When agents generate code and it gets committed, the *why* — session context, prompts, tool calls, token usage, files accessed — is normally lost. **Checkpoints** solve this by attaching structured JSON metadata to Git commits via **Git notes** (`refs/notes/agent-checkpoints`).

### Why Git Notes?

| Alternative | Problem |
|-------------|---------|
| Git trailers | Limited to key-value pairs, can't store structured JSON |
| Custom refs | Manual management, no natural 1:1 commit mapping |
| `.git/` subdirectories | Not standard Git objects, no replication |
| Separate database | Decoupled from repo, loses git-native queryability |

Git notes are first-class Git objects that attach arbitrary data to commits without modifying the commit SHA. They survive rebase/cherry-pick, support custom namespaces, and are queryable via both `git2` and the `git notes` CLI.

### Two-Tier Data Model

- **Core** (always, <10KB): session info, commit, branch, files (from git diff), team state, task summaries
- **Extended** (opt-in, 10-100KB): tool_calls, token_usage (parsed from Claude Code JSONL session files)
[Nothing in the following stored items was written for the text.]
PR #709, opened 2024-09-06
[cmake] Standardise install tree for windows build

tobil4sk:
As discussed in https://github.com/HaxeFoundation/hashlink/pull/705#issuecomment-2333771386, this changes the install tree for windows builds in cmake to match the vs2019 generated packages, rather than in separate `bin` and `lib` directories.

This way a cmake install of hashlink will work with the visual studio hlc templates.

I've also changed the default install location on windows to be `C:\HaxeToolkit\hashlink`.


yuxiaomao:
Thank you! Before merge, I'd like to know, (as your PR only affect Windows build,) if it's better to also change the path for Linux/OSX build - or not?

tobil4sk:
> Thank you! Before merge, I'd like to know, (as your PR only affect Windows build,) if it's better to also change the path for Linux/OSX build - or not?

On Mac and Linux it's not possible to stop installing to `bin` and `lib`, this is required for the binaries to run and load correctly.
It would be possible to override this just for packaging (rather than install), but right now the cmake packages are not released officially anywhere (the nightly build only releases the make builds) and this would not be useful for the same reasons as on Windows.

PR #712, opened 2024-09-10
[make] Add "hashlink" library to release script

tobil4sk:


yuxiaomao:
I think hashlink lib will also need `/hlmem`, it is hide's dependency (for memory dump viewer).

PR #713, opened 2024-09-20
Ssl: makefile add static mbedtls build

yuxiaomao:
Allow building ssl.hdll with embedded mbedtls source from hashlink instead of system lib, with `make SSL_STATIC=1`.

This code is useful when the build machine does not have a recent version of mbedtls, and would like to use the one in hashlink - which might be more recent and more secure (e.g. for game distribution reason).

Tested on Linux and seems to work. Don't know how the mbedtls license works here, but it's already the case when building on Windows.


Makefile
```diff
@@ -310,6 +316,9 @@ codesign_osx:
 
 clean_o:
 	rm -f ${STD} ${BOOT} ${RUNTIME} ${PCRE} ${HL} ${FMT} ${SDL} ${SSL} ${OPENAL} ${UI} ${UV} ${MYSQL} ${SQLITE} ${HL_DEBUG}
+ifdef SSL_STATIC
+	make -C "libs/ssl" clean
```
tobil4sk, line 320: Would be best to use `${MAKE}` here, as used above.

libs/ssl/Makefile
```diff
@@ -0,0 +1,132 @@
+INCLUDES_BASE_DIR = ../../include
+CFLAGS = -Wall -O3 -std=c11 -m64 -fPIC -pthread -fno-omit-frame-pointer
+CFLAGS += -fvisibility=hidden -I. -I${INCLUDES_BASE_DIR}/mbedtls/include -I ../../src
+CFLAGS += -D MBEDTLS_USER_CONFIG_FILE=\"mbedtls_user_config.h\"
+LFLAGS = -L../.. -lhl
+
+UNAME := $(shell uname)
+ifeq ($(UNAME),Darwin)
+CFLAGS += -framework Security -framework CoreFoundation
```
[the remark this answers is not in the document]
yuxiaomao: Yes you're right! I'm not familiar with osx at all :x

yuxiaomao:
Thank you for the review and suggestions^^ I also think it's proper to use the main Makefile (and avoid copying cflags/lflags around). I can probably also reduce mbedtls `.o` occupying all that lines similar to PCRE/STD (previously I was just replacing all from the cmakelists)

Makefile
```diff
@@ -221,8 +267,16 @@ sdl: ${SDL} libhl
 openal: ${OPENAL} libhl
 	${CC} ${CFLAGS} -shared -o openal.hdll ${OPENAL} ${LIBFLAGS} -L. -lhl $(LIBOPENAL)
 
+./include/mbedtls/%.o: ./include/mbedtls/%.c
+	${CC} ${CFLAGS} -o $@ -c $< ${SSL_CFLAGS}
+
+# force rebuild ssl.o in case we mix SSL_STATIC with normal build
+.PHONY: libs/ssl/ssl.o
+libs/ssl/ssl.o: libs/ssl/ssl.c
+	${CC} ${CFLAGS} -o $@ -c $< ${SSL_CFLAGS}
```
tobil4sk, line 276: Would it work if the `libs/ssl/ssl.c` dependency is removed? like this:
```makefile
libs/ssl/ssl.o:
	${CC} ${CFLAGS} -o $@ -c libs/ssl/ssl.c ${SSL_CFLAGS}
```

.PHONY implies that `libs/ssl/ssl.o` doesn't exist in the file system: https://www.gnu.org/software/make/manual/html_node/Phony-Targets.html

yuxiaomao: The rule `libs/ssl/ssl.o` will not be executed if a file of the same name already exists in the filesystem, and the prerequisite has not changed after the modified time of the `.o`.
.PHONY force it to ignore the file.

yuxiaomao: So removing the dependency will not force the rebuild, as ssl.o already exists;
it's possible to put `rm -f libs/ssl/ssl.o` somewhere to force the rebuild, but I didn't find a good place yet

tobil4sk: > The rule libs/ssl/ssl.o will not be executed if a file of the same name already exists in the filesystem, and all the prerequisite's modification time is before the modification time of the .o.

Makes sense! I guess `.PHONY` works for now then. A better solution might be possible if we write the value of `SSL_STATIC` to a file whenever it changes, and then add that file as a target dependency.

yuxiaomao: Hum add a tmp file can be a good choice, I've already seen such usage in other projects, let me check

yuxiaomao: I think use .PHONY is simpler in this case, even it's not very flexible (e.g. replace `ssl.o` to `%.o` will not work, add other c files will probably not work either). Let us stay with it for now, and we can improve it later

tobil4sk: Sounds good!

PR #714, opened 2024-09-24
Switch to cmake artifacts for release builds

sys9kdr:
Currently, make builds are not working(e.g. missing lib folders, bin folders...). So switch from make artifacts to cmake one.


sys9kdr:
ref #715

sys9kdr:
this pr make no sense. ref: https://github.com/HaxeFoundation/hashlink/issues/715#issuecomment-2378908754

PR #717, opened 2024-10-11
Fix compile issue for iOS

rcstuber:
"hl_thread_set_name" also isn't available on iOS. I would assume tvOS too, but could not test myself


yuxiaomao:
I have fixed the CI and it should be good now

PR #721, opened 2024-10-25
[hlc] Use precompiled headers in vs templates

tobil4sk:
Instead of having to recompile the headers for each individual source file, the headers are now compiled once for the whole project. This gives a further speed up from ~7 seconds to ~3 seconds.

### DIFF
--- a/other/haxelib/templates/vs2015/__file__.vcxproj
+++ b/other/haxelib/templates/vs2015/__file__.vcxproj
@@ -99,6 +99,8 @@
       <SDLCheck>true</SDLCheck>
       <ObjectFileName>$(IntDir)\%(RelativeDir)</ObjectFileName>
       <MultiProcessorCompilation>true</MultiProcessorCompilation>
+      <PrecompiledHeader>Use</PrecompiledHeader>
+      <ForcedIncludeFiles>stdafx.h</ForcedIncludeFiles>
     </ClCompile>
     <Link>
       <SubSystem>Console</SubSystem>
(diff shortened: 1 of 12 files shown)


ncannasse:
Last time I tried that on our projects it turned out to be a big slow down
instead. But @yuxiaomao can confirm that

yuxiaomao:
Tested on shiro's project on my machine. It's better than the current template, and can be useful if we merge; but is still a "big slow down" compared to the 1 file strategy that is currently in use for the project.

| Template | Time |
| -------- | ------- |
| Current vs2019 template with your /Fo optimization | 828-862s (14 mins) |
| With this PR | 330-372s (6 mins) |
| Current ci template (all-in-one C file, no HL_MAKE) | 57-91s (1.5 mins) |

(Last week I tested the current template and it takes me 408s (7mins), still worse than this PR but take less time. I suppose the perf is never stable :/)

Simn:
Comparing a single-file compilation to this doesn't seem particularly fair. If you do that you'd have to take into the account incremental compilation, which should make a huge difference.

yuxiaomao:
Agree. My point is this PR is good and we can merge it.
And the comparison for the single-file is only for comparison, as @tobil4sk discussed with me previously about having a template that can choose to activate single-file compilation with some `-D hlgen` flag.

ncannasse:
Yes but we found actually difficult to keep having exactly same output when
going through compiler cache. Maybe it's better now.

Le lun. 28 oct. 2024 à 10:02, Simon Krajewski ***@***.***> a
écrit :

PR #727, opened 2024-11-25
hlmem: Add type id to print and allow doing locate on type ids

Speedphoenix:
This allows doing locates on types containing spaces

With -c, this displays like this 
image

And then doing `locate #45319` yields things referencing the `Function(Void -> Void)` type

### DIFF
--- a/other/haxelib/hlmem/Memory.hx
+++ b/other/haxelib/hlmem/Memory.hx
@@ -53,8 +53,10 @@ class Stats {
 	}
 
 	public static function getTypeString(mem : Memory, id : Int){
-		var t = mem.types[id & 0xFFFFFF];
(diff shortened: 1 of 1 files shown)


ncannasse:
I think functions should be identified by their implementation instead of their type, this is in discussion with @yuxiaomao

Speedphoenix:
This is actually less about functions and more about any time that has spaces or that is just very long

For example
image
image

Using heaps' hxsl shaders yields some of these
image
image

There are also some structs that fit on 8 lines or more in fullscreen 1440p like this hxbit object (not the only one) 
image

and also some long types without spaces that are fastidious to type or paste without the id
image


Being able to locate functions before their implementation is available is convenient, but more of an added perk than the initial intention

PR #733, opened 2024-12-25
[make] Clean up homebrew package config

tobil4sk:
We do not need to add all the individual include/library paths, most of them are linked to the main homebrew prefix so we can just add that instead.

Only openal-soft is keg-only so it doesn't get linked to the main prefix.

Previous version also ended up with a lot of duplicate include paths being added.


yuxiaomao:
I'm not familiar with homebrew but I'll merge as it does not break any build x)

PR #737, opened 2024-12-30
[hlc] Add jumbo build for vs template

yuxiaomao:
Add jumbo build (aka unity build but I prefer avoid using "unity") for hlc templates and use it by default for better hlc compilation speed with Visual Studio (especially when use hl/jit for dev and hl/c for release).
If incremental build is preferred, jumbo build can be disabled by setting `-D hlgen.nojumbo`.

@tobil4sk made a couple of tests and it turns out that this all-in-one build strategy is still the quickest and is a known approach. It's already used internally in Shiro's project but was made by manually editing vcsproj file.

### DIFF
--- a/other/haxelib/Run.hx
+++ b/other/haxelib/Run.hx
@@ -46,7 +46,7 @@ class Build {
 			tpl = "vs2015";
 		var srcDir = tpl;
 		var targetDir = config.defines.get("hlgen.makefilepath");
-		var jumboBuild = config.defines.get("hlgen.nojumbo") == null;
+		var jumboBuild = config.defines.get("hlgen.makefile.jumbo");
 		var relDir = "";
 		if( targetDir == null )
 			targetDir = this.targetDir;
@@ -126,7 +126,7 @@ class Build {
 				}
 				var content = sys.io.File.getContent(srcPath);
 				var tpl = new haxe.Template(content);
-				content = tpl.execute({
+				var context = {
 					name : this.name,
 					libraries : [for( l in config.libs ) if( l != "std" ) { name : l }],
 					files : files,
@@ -135,7 +135,8 @@ class Build {
 					cfiles : [for( f in files ) if( StringTools.endsWith(f.path,".c") ) f],
 					hfiles : [for( f in files ) if( StringTools.endsWith(f.path,".h") ) f],
 					jumboBuild : jumboBuild,
-				},{
+				};
+				var macros = {
 					makeUID : function(_,s:String) {
 						var sha1 = haxe.crypto.Sha1.encode(s);
 						sha1 = sha1.toUpperCase();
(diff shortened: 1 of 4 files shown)


tobil4sk:
Should we maybe have a single define for enabling or disabling them? Something like this, but I'm not sure if there is a standard for using `yes`/`no` in haxe defines yet:
```hxml
-D hlgen.jumbo=yes
-D hlgen.jumbo=no
```
This will make it easier to have a different default value for this define based on which template we are using, as the trade off will be different for other compilers.

Currently, these template related defines all have makefile in the name, should we continue with this standard? `-D hlgen.makefile.jumbo`?

It may also make sense to rename the `HL_MAKE` define accordingly to something like `HL_JUMBO_BUILD` which makes more sense with the new behaviour (using an "hlgen.makefile" template no longer implies `HL_MAKE` will be set). This would require changing the generated hlc and both would have to be supported for now.

yuxiaomao:
I don't think `=yes` / `=no` is standard, but we can use something like that (or enable/disable). However I'm not sure how we're supposed to configure this default value for a given template: perhaps by sending both "forceJumbo" "forceNoJumbo" variables?

> This would require changing the generated hlc and both would have to be supported for now.

I'm not sure that I understand you here. `HL_MAKE` is actually `HL_NO_JUMBO` and is only used by VS template for now. For your PR adding a makefile incremental build template, it can just define `HL_NO_JUMBO` too.

yuxiaomao:
Changed to `-D hlgen.makefile.jumbo=true` with `setDefaultJumboBuild(true)` (name can be adjust). Comparing bool in template context after set doesn't work well for me, so it's currently just a string.

I agree that `HL_MAKE` does not describe what it does now, but it would cause compatibility problem and would require update haxe too.

tobil4sk:
> Changed to -D hlgen.makefile.jumbo=true with setDefaultJumboBuild(true) (name can be adjust). Comparing bool in template context after set doesn't work well for me, so it's currently just a string.

This looks good!

> I agree that HL_MAKE does not describe what it does now, but it would cause compatibility problem and would require update haxe too.

Perhaps in the future we can sort this out in a backwards compatible way by checking the version in hlc.json.

yuxiaomao:
As jumbo is a string now, would it make more sens to have `-D hlgen.makefile.mode=jumbo` and `$$setDefaultMode(jumbo)`? It can have other values such as nojumbo (or incremental). This leaves the possibility to support other "modes" in a templates - I can't see a real use case for msvc templates now and it's not easy to handle, but for example "flat"

yuxiaomao:
Ok. I'm not very satisfied with the comparison using `== "true"`, but I didn't find a better solution. Let's say this PR is ok for me now.
Will merge next week if no one is against.

Issue #730, opened 2024-12-07
Hashlink floating point exception with remainder operator


PXshadow:
```haxe
function main() {
	var x = (-1 << 31);
	var y = -1;
	trace(x % y);
}
```
Haxe nightly: c4868e5
Hashlink: 1.14.0

Apprentice-Alchemist:
In this case floating point exception actually means integer overflow.
This is an edge case that needs to be worked around either in genhl or in the JIT.

yuxiaomao:
I confirm that it's an integer overflow, and can be reproduce with hl/c too if the optimization is disabled.
This is indeed an edge case :(

> https://wiki.sei.cmu.edu/confluence/display/c/INT33-C.+Ensure+that+division+and+remainder+operations+do+not+result+in+divide-by-zero+errors
> Overflow can occur during a remainder operation when the dividend is equal to the minimum (negative) value for the signed integer type and the divisor is equal to −1.

ncannasse:
Interesting, that's a new class of exception that I just learnt.
In 32 bits it only occurs with these two values exactly, so I guess the best choice is to generate HL/C + JIT code to test divide by (-1) after we checked 0 and if it's the case perform a IMULT instead of a IDIV.

yuxiaomao:
I can't see a case where `% -1` does not return 0, except when overflow occurs; so I'm going to say : `r = (b == 0 || b == -1) ? 0 : a % b` in HLC(haxe)/JIT(hashlink)

yuxiaomao:
Nicolas explained to me x)

OSMod: `r = (b == 0 || b == -1) ? 0 : a % b`
OSDiv:  `r = (b == 0 || b == -1) ? a * b : a / b` with IMUL

OSDiv can be triggered with the following code:
```haxe
static function main() {
	var x = -1 << 31;
	var y = -1;
	var z = Std.int(x / y);
	trace(z);
}
```

PR #740, opened 2025-01-09
[jit] Fix OSMOD/OSDIV overflow with INT_MIN / -1

yuxiaomao:
Related Issue: https://github.com/HaxeFoundation/hashlink/issues/730

I don't really understand why `load(ctx, out, a)` doesn't work well when I added it before the "normal" case, but works in the current version. Otherwise haxe unit tests (and some added in my haxe PR) seems working now.

Some review would be helpful @ncannasse


ncannasse:
Seems good to me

This keeps the default fast (<10KB per note) while allowing deep auditing when needed via `--extended`.

### Feature Gating

The checkpoint system requires `git2` (~30s compile) and `sha2`. These are behind the `checkpoint` feature flag so users who only need DAG analysis don't pay the compile cost:

```toml
[features]
checkpoint = ["git2", "sha2"]
```

Install: `cargo install --path . --features "cli,checkpoint"`

### Architecture

```
Data Sources → CheckpointCollector → Checkpoint struct → CheckpointStore → Git Notes
                ├── git2 (HEAD, branch, diff)
                ├── ~/.claude/teams/{team}/config.json
                ├── ~/.claude/tasks/{team}/*.json
                └── ~/.claude/projects/{hash}/{session}.jsonl (optional)
```

The `CheckpointCollector` gathers data from multiple sources, the `CheckpointStore` handles Git notes I/O, and `CheckpointQuery` provides filtering, branch-scoped queries, and diff computation.

### CLI Commands

```bash
agent-teams checkpoint create --agent test-agent [--team my-team] [--model claude-opus-4-6]
agent-teams checkpoint show HEAD [--format summary|json]
agent-teams checkpoint list [--branch main] [--agent coder] [-n 20] [--format table|json]
agent-teams checkpoint diff HEAD~1 HEAD
```

### Plugin Integration

The `/checkpoint` skill wraps the CLI, following the same pattern as `/teams-dag`. The team lead can create checkpoints after completing work, building a browsable audit trail of human-machine collaboration embedded directly in the repository.